Component 3: Iterative, Large-Scale Alignment Tuning
The last component retrains the foundational language model with the synthetic dataset. This process has two phases. In the first phase, the model is trained on data classified into the taxonomy’s knowledge and foundational skills categories. The model is first trained on samples with short responses and then on samples with long responses.
The second phase trains the knowledge-tuned model on data classified into the composition skills branches. There’s more granularity to these steps, and I will, again, leave that to the original paper.
What About RAG And The Path To Production?
LAB doesn’t replace RAG, and you could achieve similar results for granular tasks with both methods. The challenge with RAG is that it doesn’t support an open-source paradigm where multiple contributors incrementally enhance foundational language models. LAB can be combined with RAG. Using RAG on a skill, knowledge, or task domain that’s been enhanced with LAB “supercharges” RAG’s impact on reliability.
That’s the more significant opportunity for businesses. Once a model is enhanced for a domain that’s connected to a use case, the business can add RAG for business or customer-centric personalization. According to Gartner, only 10% of businesses have taken GenAI prototypes into the release phase. InstructLab simplifies the process, so we should see that number grow significantly.
IBM has integrated InstructLab into watsonx.ai. The interface is designed to accelerate AI application development and simplify app deployment to production.
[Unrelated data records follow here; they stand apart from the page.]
PR #872, opened 2026-05-23
feat: wire resolver into `wdl-analysis` and Sprocket binary

claymcleod:
This PR connects the `wdl-modules` resolver layer to the analysis paths that users hit through `sprocket`, the LSP server, and server execution. The resolver crate can already materialize module dependencies; this branch makes analysis consume those materialized files so symbolic WDL imports behave like concrete local imports once a `module.json` is present.

### Overview

The code now has resolver-aware analysis without making ordinary analysis depend on Git behavior. `wdl-analysis` carries a `ResolutionContext` with a `Resolver` and optional `module.json` path, while the default analyzer constructors still use a null resolver so existing non-module callers keep their current behavior. Resolver-aware constructors let the CLI, LSP server, and server execution paths opt into module resolution when configuration is available.

### Current behavior

Symbolic imports now resolve before validation continues, which lets downstream analysis work against concrete documents. The analyzer materializes `import owner/module/path`, `import * from owner/module`, and `import { task } from owner/module` through `wdl-modules`; wildcard and selected imports then populate imported task and workflow metadata with their original source document. Unqualified selected and wildcard imported calls resolve for validation and go-to-definition, and imported callable conflicts are diagnosed once without cascading into misleading follow-on call-input errors.

Analysis-time Git resolution disables ambient credentials so diagnostics do not unexpectedly depend on local SSH agents or credential helpers. Local path module roots are also normalized for resolver traversal, cycle detection, and trust lookup.

### Integration points

The branch wires the resolver through each surface that constructs analysis. The CLI builds a resolution context from discovered module manifests and `[modules]` configuration, the LSP server passes configured WDL feature flags and resolution context into `Analyzer`, and server source validation preserves allowed directories as `Source::Directory` before resolving module entrypoints at run submission.

For all contributors:


crates/gauntlet/Gauntlet.toml
```diff
@@ -4912,11 +4912,6 @@ document = "broadinstitute/warp:/deprecated/pipelines/dna_seq/germline/single_sa
 message = "BroadInternalUltimaGenomics.wdl:28:3: error: unknown type name `VcfPostProcessing`"
 permalink = "https://github.com/broadinstitute/warp/blob/54032fd9003183eb90029033fd2f88d98ac9a001/deprecated/pipelines/dna_seq/germline/single_sample/UltimaGenomics/BroadInternalUltimaGenomics.wdl/#L28"
 
-[[diagnostics]]
-document = "broadinstitute/warp:/deprecated/pipelines/dna_seq/germline/single_sample/UltimaGenomics/BroadInternalUltimaGenomics.wdl"
```
claymcleod, line 4736: Note that these still have errors for the import failing—now we're not double flagging the unknown namespace. I think that's reasonable: if an import failed, it's implied that the namespace is going to be unknown. FWIW, this is also how `rustc` behaves.

crates/wdl-analysis/src/handlers/goto_definition.rs
```diff
@@ -664,28 +671,19 @@ fn resolve_access_expression(
             }
         }
 
-        // Check for enum definition in local document.
```
claymcleod: Put all these comments back.

crates/wdl-analysis/src/document/v1.rs
```diff
@@ -464,13 +484,502 @@ fn are_enums_equal(a: &EnumDefinition, b: &EnumDefinition) -> bool {
...
+            document,
+            &imported,
+            &uri,
+            member_name.text(),
+            &local_name,
+            member_span,
+        ) {
+            found_any = true;
+        }
+        if import_selected_enum(
```
peterhuene: Should these be `else if`? First one should win, right? There shouldn't be duplicate names in the various data structures of the imported document.

crates/wdl-analysis/src/document/v1.rs
```diff
@@ -464,13 +484,502 @@ fn are_enums_equal(a: &EnumDefinition, b: &EnumDefinition) -> bool {
...
+        .or_else(|| {
+            document
+                .imported_workflows
+                .get(name)
+                .map(|workflow| workflow.span)
+        })
+}
+
+/// Creates a diagnostic for a wildcard import conflict.
+fn wildcard_import_conflict(name: &str, import_span: Span, prev_span: Span) -> Diagnostic {
```
peterhuene: Can we move this and the next two diagnostic functions into `diagnostics.rs`? Generally that's where all of the analysis diagnostics are kept, although some of the validation rules (as they came over from `wdl-ast` originally) still have their own local diagnostic functions.

crates/wdl-analysis/src/document/v1.rs
```diff
@@ -1738,7 +2342,7 @@ fn resolve_import(
     Ok((imported_node.uri().clone(), imported_document))
 }
 
-/// Sets struct and enum types in the document.
+/// Sets the struct types in the document.
```
peterhuene: Is the previous comment no longer acurate?

crates/wdl-analysis/src/handlers/goto_definition.rs
```diff
@@ -856,21 +888,12 @@ fn resolve_struct_literal_item(
...
     if let Some(struct_info) = analysis_doc.struct_by_name(struct_name.text()) {
-        let (uri, def_lines) = match struct_info.namespace() {
-            Some(ns_name) => {
-                // SAFETY: we just found a struct_info with this namespace name and the document
-                // guarantees that `analysis_doc.namespaces` contains a corresponding entry for
-                // `ns_name`.
-                let ns = analysis_doc.namespace(ns_name).unwrap();
+        let (uri, def_lines) = match struct_info.source() {
+            Some(source) => {
+                let imported_node = graph.get(graph.get_index(source).unwrap());
```
peterhuene, line 895: Should this have a corresponding `SAFETY` comment to the modified enum code above?

crates/wdl-analysis/src/handlers/goto_definition.rs
```diff
@@ -856,21 +888,12 @@ fn resolve_struct_literal_item(
...
 
-                // SAFETY: `ns.source` comes from a valid namespace entry which guarantees the
-                // document exists in the graph.
-                let imported_node = graph.get(graph.get_index(ns.source()).unwrap());
-
-                // SAFETY: we successfully got the document above, it's in
-                // `ParseState::Parsed` which always has a valid lines field.
                 let lines = imported_node.parse_state().lines().unwrap();
```
peterhuene, line 899: Could probably keep this `SAFETY` comment.

crates/wdl-analysis/src/handlers/goto_definition.rs
```diff
@@ -951,19 +974,13 @@ fn resolve_call_input_item(
...
 
-                // SAFETY: we know `get_index` will return `Some` as `ns.source` comes from
-                // `analysis_doc.namespaces` which only contains namespaces for documents that
-                // are guaranteed to be present in the graph.
                 let node = graph.get(graph.get_index(ns.source()).unwrap());
                 let Some(imported_doc) = node.document() else {
                     return Ok(None);
                 };
 
-                // SAFETY: we successfully got the document above, it's in
```
peterhuene, line 962: Could probably keep this `SAFETY` comment.

crates/wdl-analysis/src/handlers/goto_definition.rs
```diff
@@ -951,19 +974,13 @@ fn resolve_call_input_item(
                     return Ok(None);
                 };
 
-                // SAFETY: we know `get_index` will return `Some` as `ns.source` comes from
```
peterhuene, line 954: Could probably keep this `SAFETY` comment.

crates/wdl-analysis/src/handlers/hover.rs
```diff
@@ -223,25 +223,17 @@ fn resolve_hover_by_context(
     match parent_node.kind() {
         SyntaxKind::TypeRefNode | SyntaxKind::LiteralStructNode => {
             if let Some(s) = document.struct_by_name(token.text()) {
-                let root = if let Some(ns_name) = s.namespace() {
-                    // SAFETY: we just found a struct with this namespace name and the document
```
peterhuene, line 227: Should we leave these safety comment changes here but update them to reflect the changes?

Feels like we should be consistent in documenting these between these various handlers; either it's obvious why the `unwrap`s are safe and we can skip the comment or we should keep them.

crates/wdl-analysis/src/analyzer.rs
```diff
@@ -323,14 +323,106 @@ pub struct IncrementalChange {
 /// the queue thread to join.
 ///
 /// The type parameter is the context type passed to the progress callback.
-#[derive(Debug)]
```
peterhuene, line 328: Could this remain `derive(Debug)`? Seems like `ResolutionContext` impls `Debug`.

crates/wdl-analysis/src/analyzer.rs
```diff
@@ -417,6 +564,16 @@ where
     pub async fn add_directory(&self, path: impl AsRef<Path>) -> Result<()> {
         let path = path.as_ref().to_path_buf();
         let config = self.config.clone();
+        // When the scanned directory lies inside the active module, stop the
+        // walk at nested module boundaries: a subdirectory with its own
+        // `module.json` is a separate (local-path dependency) module whose WDL
+        // files reach the analyzer through symbolic-import materialization, not
+        // directory scanning. Outside an active module there is nothing to scope
+        // to, so scan everything.
+        let active_module_root = self.resolution.module_root().map(Path::to_path_buf);
```
peterhuene: On the surface, it seems like the `to_path_buf` call isn't necessary here and we can borrow it long enough to check (at least it seems valid to the borrow-checker in my brain).

crates/wdl-analysis/src/analyzer.rs
```diff
@@ -417,6 +564,16 @@ where
     pub async fn add_directory(&self, path: impl AsRef<Path>) -> Result<()> {
         let path = path.as_ref().to_path_buf();
```
peterhuene: Existing issue: feels like `path` should be `impl Into<PathBuf>` and not `impl AsRef<Path>`.

crates/wdl-analysis/tests/validation/wdl-1-4-symbolic-import-with-flag/source.errors
```diff
@@ -1,18 +1,18 @@
-error: symbolic module resolution is not yet implemented
+error: symbolic import resolution is enabled, but no module governs this document
```
peterhuene: Upon seeing this diagnostic, I think "no module governs this document" might be confusing to users.

To me, at least, the fact the importing document isn't part of a module (i.e. there is no `module.json`) and by extension its list of dependencies would be empty should be treated as if it _were_ in a module with and it didn't contain the imported module name in its dependencies.

That is to say that I would expect to see something like "`openwdl/csvkit` is not a dependency" as a diagnostic.

crates/wdl-modules/src/resolver.rs
```diff
@@ -519,14 +587,14 @@ impl GitResolver {
...
-                self.resolve_git_selector(name, url, selector, path_prefix, scope)
+                self.resolve_git_selector(name, url, selector, path_prefix.as_deref(), scope)
                     .await?
             }
         };
 
         let key = CacheKey::from_git_url(url, &commit);
         let leaf = key.absolute_path(&self.cache_root);
-        let sparse_path = path_prefix.unwrap_or(".").to_string();
+        let sparse_path = path_prefix.clone().unwrap_or(".".to_string());
```
peterhuene:
```suggestion
        let sparse_path = path_prefix.clone().unwrap_or_else(|| ".".to_string());
```

peterhuene (commented):
Looks good, just a few minor comments to go through.

peterhuene (approved):
Looks good!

Businesses need platforms that function as acceleration layers. Companies like IBM are jockeying for position and working hard to explain how their platforms accelerate maturity and AI product delivery.
Will Watsonx.ai And InstructLab Move The Needle On Enterprise AI Maturity?
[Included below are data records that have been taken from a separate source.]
PR #873, opened 2026-05-25
feat(wdl-lsp): hover support on doc comments

Serial-ATA:
Adds the ability to hover doc comments to get a rendered preview. Not sure if other editors typically do this, but I really like this feature in RustRover

For external contributors:

For all contributors:

      is implemented.

### DIFF
--- a/crates/wdl-analysis/src/handlers/hover.rs
+++ b/crates/wdl-analysis/src/handlers/hover.rs
@@ -19,17 +19,16 @@ use wdl_ast::AstNode;
 use wdl_ast::AstToken;
 use wdl_ast::Comment;
 use wdl_ast::Documented;
+use wdl_ast::Ident;
 use wdl_ast::SyntaxKind;
 use wdl_ast::SyntaxNode;
 use wdl_ast::SyntaxToken;
 use wdl_ast::TreeNode;
 use wdl_ast::TreeToken;
 use wdl_ast::v1::AccessExpr;
-use wdl_ast::v1::BoundDecl;
 use wdl_ast::v1::CallExpr;
 use wdl_ast::v1::CallTarget;
 use wdl_ast::v1::Decl;
-use wdl_ast::v1::EnumDefinition;
 use wdl_ast::v1::EnumVariant;
 use wdl_ast::v1::LiteralStruct;
 use wdl_ast::v1::LiteralStructItem;
@@ -37,9 +36,6 @@ use wdl_ast::v1::MetadataObject;
 use wdl_ast::v1::MetadataValue;
 use wdl_ast::v1::ParameterMetadataSection;
 use wdl_ast::v1::StructDefinition;
-use wdl_ast::v1::TaskDefinition;
-use wdl_ast::v1::UnboundDecl;
-use wdl_ast::v1::WorkflowDefinition;
 use wdl_grammar::SyntaxElement;
 
 use crate::Document;
@@ -98,7 +94,7 @@ pub fn hover(
     let hovered_token = root
         .token_at_offset(offset)
         .find(|t| t.kind() == SyntaxKind::Ident || t.kind() == SyntaxKind::Comment)
-        .ok_or_else(|| anyhow!("no token found at offset"))?;
+        .ok_or_else(|| anyhow!("no hoverable token found at offset"))?;
 
     let parent_node = hovered_token.parent().expect("token has no parent");
 
@@ -180,7 +176,7 @@ fn resolve_hover_by_context(
     document: &Document,
     graph: &DocumentGraph,
 ) -> Result<Option<String>> {
-    // Hovering doc comments of an item produces the same content as hoving the
+    // Hovering doc comments of an item produces the same content as hovering the
     // identifier of the item
     if token.kind() == SyntaxKind::Comment {
         let comment = Comment::cast(token.clone()).expect("should cast");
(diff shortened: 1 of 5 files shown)


crates/wdl-analysis/src/handlers/hover.rs
```diff
@@ -86,14 +95,15 @@ pub fn hover(
     };
 
     let offset = position_to_offset(&lines, position, encoding)?;
-    let Some(token) = find_identifier_token_at_offset(&root, offset) else {
-        bail!("no identifier found at position");
-    };
+    let hovered_token = root
+        .token_at_offset(offset)
+        .find(|t| t.kind() == SyntaxKind::Ident || t.kind() == SyntaxKind::Comment)
+        .ok_or_else(|| anyhow!("no token found at offset"))?;
```
claymcleod: The message reads "no token found" but a token may have been found and rejected because it wasn't an `Ident` or `Comment`. Consider `bail!("no hoverable token at position")` for symmetry with the surrounding `bail!` style and a more accurate description.

crates/wdl-analysis/src/handlers/hover.rs
```diff
@@ -170,6 +180,62 @@ fn resolve_hover_by_context(
...
+                        || token.kind() == SyntaxKind::Whitespace =>
+                {
+                    continue;
+                }
+                _ => break,
+            };
+
+            let item_name = match target.kind() {
+                SyntaxKind::VersionStatementNode => {
+                    return match document.root().doc_comments() {
```
claymcleod: Every other arm produces output that leads with a ```` ```wdl … ``` ```` signature followed by `---` and the doc text. This branch returns just the raw doc string, so hovering preamble docs looks inconsistent with hovering anything else. Consider:

```rust
SyntaxKind::VersionStatementNode => {
    let Some(comments) = document.root().doc_comments() else {
        return Ok(None);
    };
    if comments.is_empty() {
        return Ok(None);
    }
    let docs = comments_to_string(comments).unwrap_or_default();
    // SAFETY: kind was just checked to be `VersionStatementNode`.
    let version = VersionStatement::cast(target).unwrap().version().text();
    return Ok(Some(format!("```wdl\nversion {version}\n```\n---\n{docs}")));
}
```

crates/wdl-analysis/src/handlers/hover.rs
```diff
@@ -170,6 +180,62 @@ fn resolve_hover_by_context(
     document: &Document,
     graph: &DocumentGraph,
 ) -> Result<Option<String>> {
+    // Hovering doc comments of an item produces the same content as hoving the
+    // identifier of the item
```
claymcleod:
```suggestion
    // Hovering doc comments of an item produces the same content as hovering
    // the identifier of the item.
```

crates/wdl-lsp/CHANGELOG.md
```diff
@@ -7,6 +7,9 @@ and this project adheres to [Semantic Versioning](https://semver.org/spec/v2.0.0
 
 ## Unreleased
 
+* Added hover support for doc comments, allowing editors to render preamble comments and give more surface area
+  to render item docs ([#873](https://github.com/stjude-rust-labs/sprocket/pull/873)).
```
claymcleod:
```suggestion
* Extended hover to render docs when the cursor is over a doc comment or the file preamble ([#873](https://github.com/stjude-rust-labs/sprocket/pull/873)).
```

crates/wdl-lsp/tests/hover.rs
```diff
@@ -332,8 +332,26 @@ async fn should_hover_blank_line_doc_merges_paragraphs() {
...
 }
+
+#[tokio::test]
+async fn should_render_docs_on_comment_hover() {
+    let mut ctx = setup().await;
+    // Hovering over doc comments should produce the same content as hovering
+    // over the item name.
+    let response = hover_request(&mut ctx, "doc_comments.wdl", Position::new(5, 4)).await;
+    assert_hover_content(&response, "Greets someone by name.");
+    assert_hover_content(&response, "Used for hover doc tests.");
```
claymcleod, line 349: Consider adding `assert_hover_content(&response, "task doc_only");` so the test actually verifies the "same content as hovering over the item name" claim — right now the assertions would still pass if the implementation only returned the raw doc text.

claymcleod (changes requested):
Two follow-ups worth considering:

- The eight-arm cast/`name()` block could collapse to a single `target.descendants_with_tokens().find_map(...)` lookup for the first `Ident`—every supported item's `.name()` returns exactly that token—which also removes the per-kind enumeration as a maintenance hazard when new documentable item kinds get added later. As a bonus, promoting `VersionStatementNode` to a top-level arm of the main `match parent_node.kind()` would let hovering the `version` keyword itself render the preamble docs.
- Test coverage: negative test for plain `#` line comments, multi-line `##` block hovered on the second line, and a trailing doc comment with no following item.

crates/wdl-analysis/src/handlers/hover.rs
Serial-ATA: I feel like having the doc comments alone makes sense. Showing the `workflow`/`task`/`struct`/`enum` when hovering over their comments makes sense since they're logically attached to each other. But preambles are a description of the document as a whole, not the version statement.

image

Serial-ATA: Since this was inspired by the behavior in RustRover, here's what its previews look like:

image

image

claymcleod: Okay! That makes sense to me.

claymcleod (approved):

At Think 2024, IBM positioned InstructLab and watsonx.ai as centerpieces of its open AI strategy. Both are central to the company’s longer-term ambitions for supporting multi-agent implementations. Did IBM’s customers walk away with an appreciation for all the problems both pieces solve?
Technical leaders did. They got it and were engaged. Line of Business leaders are still learning. They walked out of many keynotes on the implementation layer, and still have a ways to go. That’s why selling enterprise platforms is a 3-body problem.
Platforms target users and explain how the features make their roles easier. Technical users and leaders got the message loud and clear. That’s a mission accomplished on the first body.
Senior leaders understood Generative AI’s potential for productivity gains. However, they don’t understand how the platform enables that or why these new components accelerate maturity. That’s where the second body tuned out, and they write the checks.
Upstream and downstream consumers of GenAI apps don’t understand how these components will deliver value to them. The third body is on two ends of the spectrum. GenAI is all hype, or GenAI is about to replace me. Most use copilots and content summary tools that don’t require InstructLab or watsonx.ai. The third body holds trusted advisors on platform purchase decisions.
Like most tech companies, IBM has won the user and technical leadership. It has sold the C-suite on outcomes but now must educate them on why those outcomes require InstructLab and watsonx.ai.
IBM has the best platform approach to accelerating AI maturity and helping customers navigate the multi-technology landscape. However, the gap between technology and value creation remains unfilled in most customers’ minds. IBM has positioned its consulting arm as one solution, and it’s effective for customers who choose to take advantage of it.
InstructLab presents a viable path forward for them. It’s too late for businesses in early maturity phases to navigate the journey using trial and error or endless proof of concepts. They need accelerators to survive. The question is, can companies like IBM educate enterprise customers who don’t realize how quickly they are falling behind?